• [WORK ORDER]
Word-for-word transcription is needed for all of the entries.

--- START ---

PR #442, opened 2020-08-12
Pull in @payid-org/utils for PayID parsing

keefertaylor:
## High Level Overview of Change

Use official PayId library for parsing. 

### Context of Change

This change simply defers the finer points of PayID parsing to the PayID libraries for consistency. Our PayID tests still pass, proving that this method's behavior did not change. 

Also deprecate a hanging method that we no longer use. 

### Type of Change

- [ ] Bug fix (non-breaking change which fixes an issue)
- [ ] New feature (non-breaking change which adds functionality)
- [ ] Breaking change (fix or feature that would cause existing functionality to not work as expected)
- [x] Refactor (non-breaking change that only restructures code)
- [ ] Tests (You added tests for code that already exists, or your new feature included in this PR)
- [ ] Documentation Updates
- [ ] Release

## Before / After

--- END ---

• [RESULT OF THIS EXERCISE]
PR #442, opened 2020-08-12
Pull in @payid-org/utils for PayID parsing

keefertaylor:
## High Level Overview of Change

Use official PayId library for parsing. 

### Context of Change

This change simply defers the finer points of PayID parsing to the PayID libraries for consistency. Our PayID tests still pass, proving that this method's behavior did not change. 

Also deprecate a hanging method that we no longer use. 

### Type of Change

- [ ] Bug fix (non-breaking change which fixes an issue)
- [ ] New feature (non-breaking change which adds functionality)
- [ ] Breaking change (fix or feature that would cause existing functionality to not work as expected)
- [x] Refactor (non-breaking change that only restructures code)
- [ ] Tests (You added tests for code that already exists, or your new feature included in this PR)
- [ ] Documentation Updates
- [ ] Release

## Before / After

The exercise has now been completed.